# Substitutes For Victory And Special Roast



## mfdes (16/1/08)

Hi all,

What are people using to sub either Victory or Special Roast in their brews? I adapt a few recipes that use them and generally just up the crystals or munich a bit to make up the colour. Is there any similarity between the results obtained with these and other medium roasted malts like amber malt?
Failing that, is anybody importing Briess malts in Australia?

MFS


----------



## goatherder (16/1/08)

I believe Brown Malt is a good sub for Special Roast and Amber Malt for Victory. I haven't tried the Briess malts so I can't verify this personally.


----------



## steve_flack (17/1/08)

I asked Jamil Zainasheff this same question and he suggested biscuit malt as a sub for victory. He said Special Roast was a harder one to sub for but suggested Amber malt.


----------



## mika (17/1/08)

Special roast, isn't that the Carafa Special ?


----------



## steve_flack (17/1/08)

No...completely different.


----------



## barneyhanway (17/1/08)

I was under the impression Victory == biscuit == amber. Special roast was something else I thought. Love to get hold of some.


----------



## braufrau (17/1/08)

I've never done it but I thought cara-aroma was considered a good sub for special B.
That's what craftbrewer says too linky
Victory is supposed to have a slight toasted biscuit aroma so amber would be a subst. but its a bit darker.


----------



## sanders4_ (17/1/08)

I'm also interested on hearing peoples opinions on a good sub for victory malt.

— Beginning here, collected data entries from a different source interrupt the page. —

PR #34239, opened 2021-08-13
[Forwardport master] Create rancher service for internal communication to prevent loopback through load balancer

Oats87:
There are certain cases (when running Rancher in a docker container) where we do not want Rancher to attempt to connect via the exposing load balancer. This PR will create a "rancher" service in cattle-system and use that if running an embedded K3s.

https://github.com/rancher/rancher/issues/34015

Forwardport of https://github.com/rancher/rancher/pull/34211


kinarashah (approved):

kinarashah:
Merging this since it's forward port.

Found a malt comparison table during a previous search on this topic.

HERE

Might be helpful...

Other forum members suggested Munich II, Amber or Melanoidin malt as victory subs, but again, having never used it, can't say.

Wessmith had this info about victory:

Victory malt is a registered brand name of Breiss Malting in the US. It is an Amber style of malt giving biscuity flavours and aromas and at 28 Lovibond (75 EBC) ia about halfway between Joe White Amber at 45 EBC and TF Amber at 100 EBC. Use either and adjust for colour.

can find the original post Here


----------



## Doc (17/1/08)

I came up with CaraRed as a sub for Victory in my weekend recipe. 
Not sure how close it is, but the CaraRed I had was a lot fresher than the Amber I found.
Would be great to know as a lot of the Brewing Network Jamil recipes list Victory.

Doc


----------



## KoNG (17/1/08)

I'd say you have the EBC about right there Doc, i've got some carared and its around 50ebc i think (~47). but being a crystal i think your going to be a bit off in terms of flavour profile if using any decent amount..?
victory/amber malt not being a crystal - giving the dry biscuity (jamil's favourite word) flavours and the carared leaving you some sweetness.???


----------



## sanders4_ (17/1/08)

Doc, thats exactly why i'm after a close sub, Jamil and Palmer's newish book uses it for a lot of APA recipes.

steve_flack said Jamil suggested a biscuit malt, does craftbrewer sell a biscuit malt? Don't recall seeing one and can't check atm.


----------



## Sammus (17/1/08)

Use TF Amber for Special Roast and JW Amber for Victory

According to BeerSmith, 
Victory = 49.3 EBC, JW Amber = 45.3 EBC
Special roast = 98.5 EBC, TF Amber = 100EBC

I know Thomas Fawcett malts are available from MHB (I think? - he might want to confirm this), not sure who else.


----------



## Ross (17/1/08)

sanders4_ said:


> Wessmith had this info about victory:
> 
> Victory malt is a registered brand name of Breiss Malting in the US. It is an Amber style of malt giving biscuity flavours and aromas and at 28 Lovibond (75 EBC) ia about halfway between Joe White Amber at 45 EBC and TF Amber at 100 EBC. Use either and adjust for colour.
> 
> can find the original post Here



Our Bairds amber is currently 85 EBC, so would be my guess as the closest substitute available here...

cheers Ross


----------



## Sammus (17/1/08)

braufrau said:


> I've never done it but I thought cara-aroma was considered a good sub for special B.
> That's what craftbrewer says too linky
> Victory is supposed to have a slight toasted biscuit aroma so amber would be a subst. but its a bit darker.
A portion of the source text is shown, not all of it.